Please help, I'm a bit baffled! When I choose {file \ new}, or press ctrl + n, it creates a new blank document as one would expect, using as template {C:\Documents and Settings\ MyUserName\Application Data\Microsoft\Templates\Normal.dot}.

But the first words I type starts right at the top edge of the page, not below a (e.g. 1 inch) top margin. My menu has \ view \ ruler = yes.

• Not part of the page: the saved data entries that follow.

PR #10011, opened 2022-08-09
Rewrite and unify "login required" dialogs

fmoc:
In the future, we may want to re-use the new widget classes introduced in this PR in the wizard, too, to provide a unified UX and avoid code duplication.


src/gui/creds/httpcredentialsgui.cpp
```diff
@@ -13,10 +13,12 @@
  * for more details.
  */
 
-#include "application.h"
+#include "creds/httpcredentialsgui.h"
 #include "account.h"
+#include "application.h"
 #include "common/asserts.h"
-#include "creds/httpcredentialsgui.h"
+#include "httploginrequiredwidget.h"
```
TheOneRing, line 20: Please use the full path gui/loginreq...

I'd like to add a bit more structure to the includes, at least for new code.

src/gui/creds/httpcredentialsgui.cpp
```diff
@@ -113,39 +115,15 @@ void HttpCredentialsGui::asyncAuthResult(OAuth::Result r, const QString &user,
...
-    dialog->setWindowTitle(tr("Enter Password"));
-    dialog->setLabelText(msg);
-    dialog->setTextValue(_previousPassword);
-    dialog->setTextEchoMode(QLineEdit::Password);
-    if (QLabel *dialogLabel = dialog->findChild<QLabel *>()) {
-        dialogLabel->setOpenExternalLinks(true);
-        dialogLabel->setTextFormat(Qt::RichText);
-    }
+    connect(dialog, &LoginRequiredDialog::finished, ocApp()->gui()->settingsDialog(), [this, dialog, contentWidget](const int result) {
+        contentWidget->deleteLater();
```
TheOneRing, line 122: contentWidget should be handled by parenting?

src/gui/loginrequireddialog/loginrequireddialog.cpp
```diff
@@ -0,0 +1,60 @@
...
+    for (auto [button, role] : contentWidget->buttons()) {
+        _ui->rightButtonBox->addButton(button, role);
+    }
+
+    // using a stacked widget appears to work better than a plain widget
+    // we do this in the setup wizard as well
+    _ui->contentWidget->addWidget(contentWidget);
+    _ui->contentWidget->setCurrentWidget(contentWidget);
+
+    setModal(true);
```
TheOneRing, line 51: Already handled in Utility::setModal(this);
(It also turned out that some combinations of some setModal calls can be too modal, so please rely on the magic in Utility::setModal(this);)

src/gui/loginrequireddialog/oauthloginrequiredwidget.cpp
```diff
@@ -0,0 +1,69 @@
...
+* WITHOUT ANY WARRANTY; without even the implied warranty of MERCHANTABILITY
+* or FITNESS FOR A PARTICULAR PURPOSE. See the GNU General Public License
+* for more details.
+*/
+
+#include "oauthloginrequiredwidget.h"
+#include "ui_oauthloginrequiredwidget.h"
+#include "gui/application.h"
+#include "gui/guiutility.h"
+#include "../creds/httpcredentialsgui.h"
```
TheOneRing, line 19: "gui/creds..

TheOneRing (changes requested):

src/gui/creds/httpcredentialsgui.cpp
fmoc: Right now the content widget has to be passed to the constructor (which makes sense, since such an object is required for the parent to work). Therefore, I have two... workarounds in mind:

- call `contentWidget->setParent` after setting up the parent
- use a setter to pass `contentWidget` to the dialog

TheOneRing: The parent of contentWidget will already be the LoginRequiredDialog as the widget will be added to one of its layouts.
Widgets take the ownership of their children.

src/gui/loginrequireddialog/oauthloginrequiredwidget.cpp
```diff
@@ -0,0 +1,69 @@
...
+* WITHOUT ANY WARRANTY; without even the implied warranty of MERCHANTABILITY
+* or FITNESS FOR A PARTICULAR PURPOSE. See the GNU General Public License
+* for more details.
+*/
+
+#include "oauthloginrequiredwidget.h"
+#include "gui/application.h"
+#include "gui/creds/httpcredentialsgui.h"
+#include "gui/guiutility.h"
+#include "ui_oauthloginrequiredwidget.h"
```
TheOneRing, line 19: I know that its nitpicking at that level but please move the ui include below oauthloginrequiredwidget and then add an empty line.

src/gui/creds/httpcredentialsgui.cpp
fmoc: Nevermind then.

src/gui/loginrequireddialog/httploginrequiredwidget.cpp
```diff
@@ -0,0 +1,58 @@
...
+* This program is distributed in the hope that it will be useful, but
+* WITHOUT ANY WARRANTY; without even the implied warranty of MERCHANTABILITY
+* or FITNESS FOR A PARTICULAR PURPOSE. See the GNU General Public License
+* for more details.
+*/
+
+#include "httploginrequiredwidget.h"
+#include "creds/httpcredentials.h"
+#include "gui/guiutility.h"
+#include "ui_httploginrequiredwidget.h"
```
TheOneRing, line 18: order

src/gui/loginrequireddialog/loginrequireddialog.cpp
```diff
@@ -0,0 +1,59 @@
...
+ * (at your option) any later version.
+ *
+ * This program is distributed in the hope that it will be useful, but
+ * WITHOUT ANY WARRANTY; without even the implied warranty of MERCHANTABILITY
+ * or FITNESS FOR A PARTICULAR PURPOSE. See the GNU General Public License
+ * for more details.
+ */
+
+#include "loginrequireddialog.h"
+#include "../creds/httpcredentialsgui.h"
```
TheOneRing, line 16: ?

TheOneRing (changes requested):

TheOneRing (approved):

At the left of the Word editor, the ruler has no grey part at the top left as usually: All of it is white. (Inside a correct document, when I hold the mouse over the edge between the grey and white in the vertical ruler on the left, the yellow tooltip says 'top margin'.)

My {file \ page setup \ margins} all look normal: top margin = 2.54cm (=1 inch), bottom margin = 2.54cm also. The settings are like this for normal.dot also. When I open normal.dot on its own as a template (.dot) file, the first words correctly start below the 1 inch margin. But when I close normal.dot and press ctrl + n again for a new document, the first words are at the top again.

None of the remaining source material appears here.